There isn't much around here.


----------



## Ingélou (Feb 10, 2013)

We'll do what we usually do, have a quiet Christmas with my Mum (94 & lives 3 doors away) coming over for lunch Christmas and Boxing Day. With three of us, it won't be turkey and trimmings. We used to have a joint of pork or ham or beef with potatoes, veggies and gravy, followed by a trifle - but that's too much for my Mum and in fact for us too these days, so it will probably be some turkey or chicken, either casseroled or with a salad, followed by some fancy de luxe yoghurts and a game of dominoes or mahjongg. We used to play cribbage, but Mum can't really handle that these days. 

Mum likes Christmas crackers and paper hats and silly jokes, so that's what we do.

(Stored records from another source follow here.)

PR #1460, opened 2023-06-07
[python] Raise on `add_X_layer` if collection not open

johnkerl:
**Issue and/or context:** Found on #1459. Doing `add_X_layer` after ingest, without opening the experiment for write, was failing to fail. This is due to an overswallowed exception here: https://github.com/single-cell-data/TileDB-SOMA/blob/1.2.5/apis/python/src/tiledbsoma/io/ingest.py#L538-L540

**Changes:** Add a pre-condition that the experiment is open for write.

**Notes for Reviewer:**

Repro from #1459:

```
adata = ad.read_h5ad('E-HCAD-9.project.h5ad')

exp = tiledbsoma.Experiment.open('E-HCAD-9.project') # Note no 'w'
tiledbsoma.io.add_X_layer(exp, "RNA", "filtered", adata.layers["filtered"]) # No error, and no successful add
exp.close()
```

### DIFF
--- a/apis/python/src/tiledbsoma/io/ingest.py
+++ b/apis/python/src/tiledbsoma/io/ingest.py
@@ -533,6 +533,8 @@ def _maybe_set(
     *,
     use_relative_uri: Optional[bool],
 ) -> None:
+    if coll.closed or coll.mode != "w":
+        raise SOMAError(f"Collection must be open for write: {coll.uri}")
     try:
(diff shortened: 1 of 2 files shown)


thetorpedodog (approved):
Looks good as a change for now; longer-term we should probably build out a better exception hierarchy (in the base package that we then inherit here) so we can offer better error handling for both ourselves and users.

PR #1461, opened 2023-06-07
[r] Additional cleanup after dropping dplyr

aaronwolen:
I was unknowingly working on the same issue as @eddelbuettel in #1457 but in addition to dropping our dplyr dependency I also cleaned-up some of the internal functions that previously relied on dplyr.

- Consolidated `as_arrow_table()` and `soma_array_to_arrow_table()`, which were both doing the same thing. I opted to keep `soma_array_to_arrow_table()` because it doesn't conflict with `arrow::as_arrow_table()`. However, I'm not sure `soma_array_` is the best prefix for this function since its input is a list of arrow pointers.
- Updated `soma_array_to_arrow_table()` to validate arrow pointers with `check_arrow_pointers()`.
- Removed the now unused internal function, `arrow_to_dt()`.
- Replaced calls to the now removed `arrow_to_dt()`/`as_arrow_table()` utilities with `soma_array_to_arrow_table()` in unit tests and examples.
- Removed all calls to `data.table` functions except for `data.table::address()`, which is used in `EphemeralCollection$uri`.
- Added missing import for `data.table::address`.
- Updated some examples to use our datasets functions rather than a hard-coded path, which makes them runnable now.


apis/r/NAMESPACE
```diff
@@ -81,7 +81,6 @@ importFrom(arrow,RecordBatch)
 importFrom(arrow,concat_arrays)
 importFrom(bit64,as.integer64)
 importFrom(bit64,lim.integer64)
-importFrom(data.table,data.table)
```
eddelbuettel, line 84: This only removes an import.  Below you define a new one.  It is not yet here -- did you miss a roxygenize run?

apis/r/R/RcppExports.R
```diff
@@ -96,22 +94,16 @@ shape <- function(uri, config = NULL) {
...
-#'     sr |>
-#'         sr_next() |>
-#'         as_arrow_table() |>
-#'         collect() |>
-#'         as.data.frame() |>
-#'         data.table() -> D
-#'     rl <- rbind(rl, D)
+#'   dat <- sr_next(sr)
+#'   rb <- arrow::RecordBatch$import_from_c(dat$array_data, dat$schema)
+#'   rl <- rbind(rl, as.data.frame(rb))
```
eddelbuettel, line 104: We could also rbind with the as.data.frame.  I think we do that in another spot.  Works either way.

apis/r/R/utils-arrow.R
```diff
@@ -178,3 +178,10 @@ arrow_schema_from_tiledb_schema <- function(x) {
   )
   arrow::schema(fields)
 }
+
+#' Validate external pointer to ArrowArray
+#' @noRd
+check_arrow_pointers <- function(arrlst) {
+    stopifnot("First argument must be an external pointer to ArrowArray" = check_arrow_array_tag(arrlst[[1]]),
+              "Second argument must be an external pointer to ArrowSchema" = check_arrow_schema_tag(arrlst[[2]]))
+}
```
eddelbuettel, line 187: I am not the hugest fan of moving things from one 'utils' file to another.  I could see consolidating _all_ utils* file into one.   Different personal preferences I suppose.

apis/r/NAMESPACE
aaronwolen: I marked as draft b/c I'm still working through some rebase issues but I'll regenerate the docs once I'm sure I didn't leave anything behind.

apis/r/man/soma_array_reader.Rd
```diff
@@ -54,9 +54,7 @@ not iterate; if your data is large than the initial read size consider the \code
 functions.
 }
 \examples{
-\dontrun{
```
eddelbuettel, line 57: I think we are better off keeping these.  Our test coverage is good, this just slows things down and if we ever go to CRAN we have to inject throttles to 'Ncpu' cores in all examples...

eddelbuettel (commented):
I left a few comments in you may want to look at before I approve.

apis/r/R/ephemeral.R
```diff
@@ -3,6 +3,7 @@
 #' @description \Sexpr[results=rd]{tiledbsoma:::rd_ephemeral_cls("collection", TRUE)}
 #'
 #' @keywords internal
+#' @importFrom data.table address
```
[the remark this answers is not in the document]
aaronwolen: Still in draft mode, docs aren't updated yet.

apis/r/R/utils-arrow.R
aaronwolen: We already have category-specific utils files so I just moved it to the relevant location to make it easier to find.

apis/r/tests/testthat/test-SOMAArrayReader-Iterated.R
```diff
@@ -13,52 +12,56 @@ test_that("Iterated Interface from SOMAArrayReader", {
     uri <- file.path(tdir, "soco", "pbmc3k_processed", "ms", "RNA", "X", "data")
     expect_true(dir.exists(uri))
 
-    ctx <- tiledb_ctx()
-    sr <- sr_setup(uri, config=as.character(config(ctx)), loglevel="warn")
+    ctx <- tiledb::tiledb_ctx()
```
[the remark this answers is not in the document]
aaronwolen: Good call, will do.

apis/r/R/RcppExports.R
aaronwolen: I think it's already using rbind with as.data.frame:

```
rbind(rl, as.data.frame(rb))
```

did you mean _without_ as.data.frame? Or am I misunderstanding?

apis/r/man/soma_array_reader.Rd
aaronwolen: Ah okay, I'll revert. I just wanted to verify the examples worked.

johnkerl (approved):
LGTM, looks like all concerns have been addressed

apis/r/R/RcppExports.R
eddelbuettel: Outside of this example we don't really deal with the pair of pointers any more.  Maybe

```r
at <- soma_array_to_arrow_table( sr_next( sr ) )
```

is better here too?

I think we will look back from the future on these days spent together and treasure them in a way that we don't quite do now.


----------



## mirepoix (Feb 1, 2014)

I remember one year I'd offered to help out a community group on Christmas morning. They said they'd be grateful for any type of help at all. I told them I knew how to take a photo and also how to stroke a catte, but apart from that I lacked subtlety and was all about brute force. They said _"Can you peel potatoes?_" Sure. Into the kitchen and I was directed to a full sack of potatoes._ "When you're done with that one the other sack is in there."_ Hahaha.


----------



## Cosmos (Jun 28, 2013)

We have Thanksgiving at our house, so my whole family on my mom's side is coming over. It's always fun; people come around 11am, the women all help each other in the kitchen, the men and kids/teens watch the game in the basement. Then we eat "dinner" at 2pm [usually my dad asks me to put on some classical music in the background. Last year was the Goldberg variations, I'm not sure what to pick this time]. The usual foods; turkey, stuffing, mashed potatoes, rice, sweet potatoes, green beans, bread, and wine. Then, for dessert, my abuela makes pumpkin and sweet potato pies. This year, my cousins want to make a cheesecake, so my sister and I are going over to their house today to make it. Anyway, people linger on afterward and eventually everybody's gone by 8pm.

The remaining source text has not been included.